*Problem details:* All entries must be set down once more, precisely as given.

*Record excerpts:*
PR #125, opened 2021-02-08
Jacobians for boundary conditions and memory optimizations

hoppe93:
This pull request contains a number of improvements which can be put in two categories:

**New jacobian contributions for boundary conditions**
The various advection and diffusion boundary conditions have until now only received contributions to the main diagonal blocks of the jacobian matrix due to some difficulties with building the off-diagonal blocks. In this pull request, the off-diagonal blocks have been added in a fashion similar to the regular ``AdvectionTerm`` and ``DiffusionTerm`` operators which can greatly improve convergence in many scenarios.

**Memory optimizations**
It has often been observed that the first and second Newton iterations take significantly more time that subsequent iterations. This has been due to, in part, too little memory being allocated for various operators. All such errors found until now have been fixed none of the tests currently run indicate any allocation errors.

Problems relating to memory usage with the external linear solvers have also been investigated and mostly fixed.


fvm/Equation/EquationTerm.cpp
```diff
@@ -60,3 +60,23 @@ bool EquationTerm::GridRebuilt() {
...
 }
 
+/**
+ * Returns true if derivId is in the derivIdsJacobian vector.
+ *
+ * derivId:    ID of unknown quantity to differentiate w.r.t.
+ * nMultiples: OUTPUT. If not 'nullptr', will contain the number
+ *             of multiples of the quantity with respect to which
+ *             the derivative was taken.
+ */
```
Embreus, line 70: ah, thanks for cleaning this up

fvm/Matrix.cpp
```diff
@@ -57,20 +57,24 @@ void Matrix::Construct(
     this->m = m;
     this->n = n;
 
-    MatCreate(PETSC_COMM_WORLD, &(this->petsc_mat));
+    /*MatCreate(PETSC_COMM_WORLD, &(this->petsc_mat));
```
Embreus, line 60: can some of this debug be cleaned up?

py/DREAM/Output/EquationSystem.py
```diff
@@ -27,6 +27,7 @@ class EquationSystem:
         'j_tot':        CurrentDensity,
         'n_cold':       FluidQuantity,
         'n_hot':        FluidQuantity,
+        'N_i':          FluidQuantity,
```
Embreus, line 30: think I've commented this already, but I'm not sure if this (and W_i) should be fluidquantities, but perhaps rather some form of new ion quantity?

Embreus (changes requested):
I guess we just need to look into the remaining mallocs now! looking fantastic otherwise

py/DREAM/Output/EquationSystem.py
Embreus: Actually, this change made Ida's script crash with the following interface backtrace:

> Traceback (most recent call last):
> 
>   File "./run_scan2.py", line 340, in <module>
>     runiface(ds1,'out_1init.h5',quiet=True)
>   File "../../py/DREAM/runiface.py", line 73, in runiface
>     obj = DREAMOutput(outfile)
>   File "../../py/DREAM/DREAMOutput.py", line 44, in __init__
>     self.load(filename=filename, path=path)
>   File "../../py/DREAM/DREAMOutput.py", line 87, in load
>     self.eqsys = EquationSystem(od['eqsys'], grid=self.grid, output=self)
>   File "../../py/DREAM/Output/EquationSystem.py", line 57, in __init__
>     self.setUnknowns(unknowns)
>   File "../../py/DREAM/Output/EquationSystem.py", line 121, in setUnknowns
>     self.setUnknown(name=uqn, data=unknowns[uqn], attr=attr)
>   File "../../py/DREAM/Output/EquationSystem.py", line 101, in setUnknown
>     o = self.SPECIAL_TREATMENT[name](name=name, data=data, attr=attr, grid=self.grid, output=self.output)
>   File "../../py/DREAM/Output/FluidQuantity.py", line 27, in __init__
>     raise Exception("Unrecognized shape of data for '{}': {}. Expected (nt, nr) = ({}, {}).".format(name, data.shape, grid.t.size, grid.r.size))
> Exception: Unrecognized shape of data for 'N_i': (6, 3, 20). Expected (nt, nr) = (6, 20).
>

*Answer to this exercise:*
PR #125, opened 2021-02-08
Jacobians for boundary conditions and memory optimizations

hoppe93:
This pull request contains a number of improvements which can be put in two categories:

**New jacobian contributions for boundary conditions**
The various advection and diffusion boundary conditions have until now only received contributions to the main diagonal blocks of the jacobian matrix due to some difficulties with building the off-diagonal blocks. In this pull request, the off-diagonal blocks have been added in a fashion similar to the regular ``AdvectionTerm`` and ``DiffusionTerm`` operators which can greatly improve convergence in many scenarios.

**Memory optimizations**
It has often been observed that the first and second Newton iterations take significantly more time that subsequent iterations. This has been due to, in part, too little memory being allocated for various operators. All such errors found until now have been fixed none of the tests currently run indicate any allocation errors.

Problems relating to memory usage with the external linear solvers have also been investigated and mostly fixed.


fvm/Equation/EquationTerm.cpp
```diff
@@ -60,3 +60,23 @@ bool EquationTerm::GridRebuilt() {
...
 }
 
+/**
+ * Returns true if derivId is in the derivIdsJacobian vector.
+ *
+ * derivId:    ID of unknown quantity to differentiate w.r.t.
+ * nMultiples: OUTPUT. If not 'nullptr', will contain the number
+ *             of multiples of the quantity with respect to which
+ *             the derivative was taken.
+ */
```
Embreus, line 70: ah, thanks for cleaning this up

fvm/Matrix.cpp
```diff
@@ -57,20 +57,24 @@ void Matrix::Construct(
     this->m = m;
     this->n = n;
 
-    MatCreate(PETSC_COMM_WORLD, &(this->petsc_mat));
+    /*MatCreate(PETSC_COMM_WORLD, &(this->petsc_mat));
```
Embreus, line 60: can some of this debug be cleaned up?

py/DREAM/Output/EquationSystem.py
```diff
@@ -27,6 +27,7 @@ class EquationSystem:
         'j_tot':        CurrentDensity,
         'n_cold':       FluidQuantity,
         'n_hot':        FluidQuantity,
+        'N_i':          FluidQuantity,
```
Embreus, line 30: think I've commented this already, but I'm not sure if this (and W_i) should be fluidquantities, but perhaps rather some form of new ion quantity?

Embreus (changes requested):
I guess we just need to look into the remaining mallocs now! looking fantastic otherwise

py/DREAM/Output/EquationSystem.py
Embreus: Actually, this change made Ida's script crash with the following interface backtrace:

> Traceback (most recent call last):
> 
>   File "./run_scan2.py", line 340, in <module>
>     runiface(ds1,'out_1init.h5',quiet=True)
>   File "../../py/DREAM/runiface.py", line 73, in runiface
>     obj = DREAMOutput(outfile)
>   File "../../py/DREAM/DREAMOutput.py", line 44, in __init__
>     self.load(filename=filename, path=path)
>   File "../../py/DREAM/DREAMOutput.py", line 87, in load
>     self.eqsys = EquationSystem(od['eqsys'], grid=self.grid, output=self)
>   File "../../py/DREAM/Output/EquationSystem.py", line 57, in __init__
>     self.setUnknowns(unknowns)
>   File "../../py/DREAM/Output/EquationSystem.py", line 121, in setUnknowns
>     self.setUnknown(name=uqn, data=unknowns[uqn], attr=attr)
>   File "../../py/DREAM/Output/EquationSystem.py", line 101, in setUnknown
>     o = self.SPECIAL_TREATMENT[name](name=name, data=data, attr=attr, grid=self.grid, output=self.output)
>   File "../../py/DREAM/Output/FluidQuantity.py", line 27, in __init__
>     raise Exception("Unrecognized shape of data for '{}': {}. Expected (nt, nr) = ({}, {}).".format(name, data.shape, grid.t.size, grid.r.size))
> Exception: Unrecognized shape of data for 'N_i': (6, 3, 20). Expected (nt, nr) = (6, 20).
>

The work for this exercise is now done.